Artikel 2:11, tweede lid, komt te luiden:

2. Het eerste lid is niet van toepassing op personen op wie het Deel Prudentieel toezicht financiële ondernemingen ingevolge artikel 3:2 niet van toepassing is.

B

In artikel I wordt na onderdeel K een onderdeel ingevoegd, luidende:

Ka

Artikel 3:5, tweede lid, onderdeel d, komt te luiden:

d. het aantrekken, ter beschikking verkrijgen of ter beschikking hebben van opvorderbare gelden als gevolg van het aanbieden van effecten in overeenstemming met hetgeen in hoofdstuk 5.1 is bepaald; en.

Toelichting

A

Deze wijziging heeft betrekking op artikel 2:11 Wet op het financieel toezicht (hierna: Wft).
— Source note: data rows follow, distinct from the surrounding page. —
PR #10061, opened 2021-03-31
Enables Novel Posting

R3dtail:
Doubles Max_message_len from 2048 to 4096

Because I hate having to break up posts and this would at least mitigate it somewhat , additionally making it easier for folks to get their posts out without worrying AS MUCH about the 2048 character limit should? be decent.

### DIFF
--- a/code/__defines/misc.dm
+++ b/code/__defines/misc.dm
@@ -77,7 +77,7 @@
 #define DO_AUTOPILOT 5
 
 // Setting this much higher than 1024 could allow spammers to DOS the server easily.
-#define MAX_MESSAGE_LEN       2048 //VOREStation Edit - I'm not sure about "easily". It can be a little longer.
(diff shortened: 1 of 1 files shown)


Very-Soft:
I'm fine with this personally, unless there's some kind of technical reason this is a bad idea or whatever. It doesn't happen often, but it's annoying when you hit the text cap, so I'm fine with it being raised.

Wickedtemp:
Totally support this. Text caps are annoying.

dwinters99:
image
Thank you.

TheFurryFeline:
Also supporting this as a novel poster >w>

Tenryumi:
Yes please. I WANT this.

Arokha:
> image
> Thank you.

Hey be glad I added that message instead of it just vanishing into the ether which is what it did before |3

PR #10077, opened 2021-04-04
Turns things back to normal

Novacat:


dwinters99:
april fools tether was unironically SO MUCH BETTER than normal tether

F

PR #10082, opened 2021-04-05
Nerfs Protean Blobform

Novacat:
People really should not be trying to go into battle with this.


Verkister:
With the slowdown they won't be getting out of the battle either.

PR #10085, opened 2021-04-05
More Protean Tweaks

Novacat:
Going to try increasing simplemob nom times instead.

### DIFF
--- a/code/modules/mob/living/carbon/human/species/station/protean_vr/protean_blob.dm
+++ b/code/modules/mob/living/carbon/human/species/station/protean_vr/protean_blob.dm
@@ -36,7 +36,7 @@
 	max_n2 = 0
 	minbodytemp = 0
 	maxbodytemp = 900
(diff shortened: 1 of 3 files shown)


Screemonster:
does this affect only proteans or everyone? Because I can see this making mouse-eating an absolute pain.

Novacat:
Basically unless I made another var specifically for mice it would maybe effect mice as well?
I have no idea if it affects object holders though.

Verkister:
This affects everyone and every mob

Verkister:
and yes, it also affects scooped holders since those just relay the vore onto the held mob

Verkister:
should just leave the vore time stuff untouched and make attacks cancel the vore timer because this is fucking over everyone literally only because some proteans went battle-blob in order to abuse vore for combat advantage, which is already against rules.

Very-Soft:
Yeah let's not make vore things take three times as long across the board.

Bij de Wijzigingswet financiële markten 2015 is artikel 2:11, tweede lid, aangepast: de voorwaarden waaraan een concernfinancieringsmaatschappij moet voldoen om in aanmerking te komen voor een uitzondering op de vergunningplicht voor banken en het verplicht onder toezicht staan zijn sinds 1 januari 2015 aangescherpt.1

Tevens is bij die gelegenheid een onderdeel b aan artikel 2:11, tweede lid, toegevoegd. Als gevolg van dat onderdeel is de vergunningplicht niet langer van toepassing op personen op wie artikel 3:5, eerste lid, niet van toepassing is. Laatstgenoemd artikel bepaalt dat het verboden is om in de uitoefening van een bedrijf van het publiek opvorderbare gelden aan te trekken, ter beschikking te verkrijgen of ter beschikking te hebben. Onderdeel b is abusievelijk opgenomen. Het is niet de bedoeling geweest om deze uitzondering te maken op de vergunningplicht voor het aantrekken van opvorderbare gelden van het publiek en het weer uitlenen daarvan. Daarom vervalt dit onderdeel, en heeft artikel 2:11, tweede lid, weer uitsluitend betrekking op concernfinancieringsmaatschappijen.

B

Deze wijziging heeft betrekking op artikel 3:5, tweede lid, Wft. In dat artikel wordt op het verbod om in de uitoefening van een bedrijf van het publiek opvorderbare gelden aan te trekken, ter beschikking te verkrijgen of ter beschikking te hebben, een aantal uitzonderingen gemaakt. Een daarvan betreft degenen die de opvorderbare gelden hebben als gevolg van het aanbieden van effecten in overeenstemming met hetgeen in hoofdstuk 5.1 van de Wft is bepaald. Naar de letter van de tekst genomen, heeft deze formulering als consequentie dat het aan degene die gelden aantrekt door effecten aan te bieden in overeenstemming met hoofdstuk 5.1, niet is verboden om tevens op andere wijzen gelden aan te trekken. Het spreekt vanzelf dat dat niet is beoogd. Beoogd is de uitzondering op het verbod te beperken tot het aantrekken van gelden door effecten aan te bieden in overeenstemming met hoofdstuk 5.1. Met de wijziging van artikel 3:5, tweede lid, wordt dit geredresseerd.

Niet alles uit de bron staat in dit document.